Wednesday, 27 February 2013

Performance culture lacking, Malaysian workers!


PETALING JAYA: Malaysian workers lack performance culture and generally spend half their working hours on matters unrelated to their job, said experts.

Leaderonomics chief executive officer Roshan Thiran said the laid-back working culture was partly to blame for the country’s low labour productivity.

“We tend to mix our working hours with bonding with colleagues and relationships whereas in other countries, working hours are made full use of,” he said.

He advised employees to perform self-audits to identify unproductive activities in the office that drained their working hours.

A check by The Star with several human resource practitioners revealed that Malaysian workers in general only spend four hours in a regular nine-to-five work period being productive.

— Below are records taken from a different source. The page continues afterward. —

PR #1159, opened 2017-05-29
Improve Section#version_type

chrisroos:
The `Section#version_type` method is used to determine the `update_type` that's sent to the Publishing API. This should always be `major` for the first edition of a section and determined by `Section#minor_update?` otherwise. I think this change makes that intention clearer.

### DIFF
--- a/app/models/section.rb
+++ b/app/models/section.rb
@@ -172,15 +172,19 @@ class Section
     published? && !minor_update?
   end
 
+  def first_edition?
+    version_number == 1
+  end
+
   def version_type
-    if has_ever_been_published?
+    if first_edition?
+      :new
+    else
       if minor_update?
         :minor
       else
         :major
       end
-    else
-      :new
     end
   end
 
--- a/spec/models/section_spec.rb
+++ b/spec/models/section_spec.rb
@@ -850,10 +850,33 @@ describe Section do
     end
   end
 
+  describe '#first_edition?' do
+    let(:manual) { Manual.new(title: 'manual-title') }
+    let(:section) { manual.build_section(title: 'section-title') }
+
+    before do
+      allow(SlugGenerator).to receive(:new).and_call_original
+    end
+
+    it 'returns true when the version_number is 1' do
+      expect(section.version_number).to eq(1)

Another two hours are spent on social networking sites or browsing through the Internet, whilst long lunches, cigarette breaks, tea breaks and office chatter make up for the other two hours.

Malaysian Employment Federation executive director Shamsuddin Bardan said our low productivity levels could drive away investors to neighbouring countries.

Shamsuddin said the unprofessional attitude among workers was in stark contrast to high-performance nations which encouraged a professional working culture with a focus on developing human capital.

“Some here have the ‘so long as I show up to work, it’s enough’ attitude, which shouldn’t be happening,” said Shamsuddin.

Human resource consultant Dr Asma Abdullah said Malaysian culture generally regarded the workplace as a social unit where work and social interaction mixed.

Meca Employers Consulting Agency executive director Dharmen Sivalingam said some employers had difficulties addressing their under-performing staff.

“Malaysian employers generally find it hard to converse with their employees on the matter of their productivity. It may be because they don’t want to be put in positions where they have to confront their subordinates,” he said.

Sivalingam also said workers in foreign countries were constantly under probation which keeps them performing at their best.

He said managers need to develop a proper key performance index system and see to it that employees understand how they are being assessed.